Ao ser lembrada das acusações de  violações dos direitos humanos que ocorrem nos abrigos, a magistrada rebateu fazendo uma comparação com o que ocorre nas ruas, considerando que "qualquer coisa é melhor":

"Já estive em muitas cracolândias e nestes lugares é que há violações dos direitos das crianças e dos jovens. Qualquer coisa é melhor do que permitir que alguém viva num reduto de drogadição", disse. 

Entenda o caso

Em 2004, a Prefeitura do Rio de Janeiro foi condenada a oferecer no prazo de até 30 dias "serviço de saúde especializado, em regime de internação, com o mínimo de 18 leitos, para desintoxicação e/ou tratamento de crianças e adolescentes dependentes de entorpecentes ou drogas afins dotando o referido serviço de equipamentos e profissionais capacitados".
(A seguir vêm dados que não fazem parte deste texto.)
Issue #1197, opened 2026-08-25
[Upgrade] Implement Substrate System Upgrade


HavenXia:
Implement the substrate system upgrade that can do upgrade from end to end.

Approved Design doc(#473): https://docs.google.com/document/d/1JduAyGZFyqdNp4UhKiv0EN-is3iW5tf5BwGTWbt2ouI/edit?usp=sharing&resourcekey=0-MXG12QCkleIxhY7cOB7g6A

## Task list

- [ ] #861 — `workerImage` optional (+ rename from `ateomImage`): PR #1210
- [ ] Leader election for ate-controller, so exactly one controller acts during the handover window: PR #1212
- [ ] #1268 — compiled-in versioned default worker image per sandbox class
- [ ] #1269 — version-keyed worker sets: the controller only creates and mutates sets of its own build version, pod nodeSelector pins workers to same-version nodes
- [ ] #1270 — versioned atelet DaemonSets selecting nodes by the `ate.dev/substrate-version` label; install-time node labeling

### Upgrade tooling and ops

- [ ] #1272 — upgrade driver (run / rollback / status / cleanup)
- [ ] #1273 — rollback support
- [ ] `install-ate.sh --upgrade-ate-system`: orchestration, GKE node pool handling 
- [ ] Runbook + demo

### Docs

- [ ] #1185 — api-changes.md: rules for changing protos and CRDs
- [ ] version-skew-policy.md, the supported component version combinations

HavenXia:
System upgrade is implementated and documented.

https://github.com/agent-substrate/substrate/blob/main/docs/upgrade.md

PR #1624, opened 2026-09-11
docs: reorganize the upgrade runbook for better UX

HavenXia:
Part of #1197

- [x] Tests pass


Raji14:
A few suggestions before merge:
1. **Warning 1 under "Three things that break an upgrade"**: 
   The heading is "Three things that break an upgrade", but Warning 1 is phrased as the correct action: *"Flip the node's version label before deleting its old worker pods."*
   Consider rephrasing it to state the anti-pattern (like warnings 2 & 3 do):
   > **Do not delete old worker pods before flipping the node's version label.** Otherwise the old pool reschedules replacements onto the same node next to the new atelet...
2. **Pre-flight check for multi-node clusters**:
   In the previous version, line 199 noted: `# At least two nodes; on a single node the roll is a full stop.` This was omitted from the new checklist. We should add a checklist item confirming the cluster has at least 2 worker nodes, since a rolling zero-downtime upgrade cannot work on a single node.
3. **Rollback list completeness (Steps 3 & 4)**:
   In `## Something's wrong, or I need to undo`, the list jumps from "Past step 5" to "Past step 2". For an operator who reached Step 3 (deployed new atelet) or Step 4 (cloned workerpool) but hasn't flipped nodes yet, it would be helpful to include:
   - `- Past step 4: delete the cloned WorkerPool (kubectl -n $NS delete workerpool $NEW_WORKERPOOL)`
   - `- Past step 3: delete the new DaemonSet (kubectl delete daemonset -n ate-system -l app=atelet,ate.dev/substrate-version=$NEW_VERSION)`
4. **"Check your progress" note phrasing**:
   *"Steps 1, 2 and 6 leave no mark you can read back from the cluster."*
   Those steps do update cluster objects (e.g. `ate-controller` / `api` deployments, CRDs); it's just that the 3 quick-check commands above don't query them. Clarifying: *"The three quick-check commands above do not report whether steps 1, 2, or 6 have run..."* would avoid confusion.
5. **Step 2 readiness check**:
   In Step 2: *"wait for READY to equal DESIRED again on every serving pool... before step 5."* 
   Because Step 4 clones the serving pool, we should probably advise waiting before Step 4 so operators don't clone a pool whose Deployment is actively rolling.
6. **Doc consistency (60s vs 30m)**:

>> Leia o acórdão da decisão judicial

A determinação foi motivada por ação civil pública do Ministério Público do Rio de Janeiro em 2002. Desde então, a Secretaria Municipal de Assistência Social realiza operações de acolhimento de crianças e adolescentes usuárias de crack.

Segundo estimativa da Secretaria, há cerca de 600 crianças usuárias de crack nas ruas do Rio. Outras 170 seguem em cinco abrigos da cidade.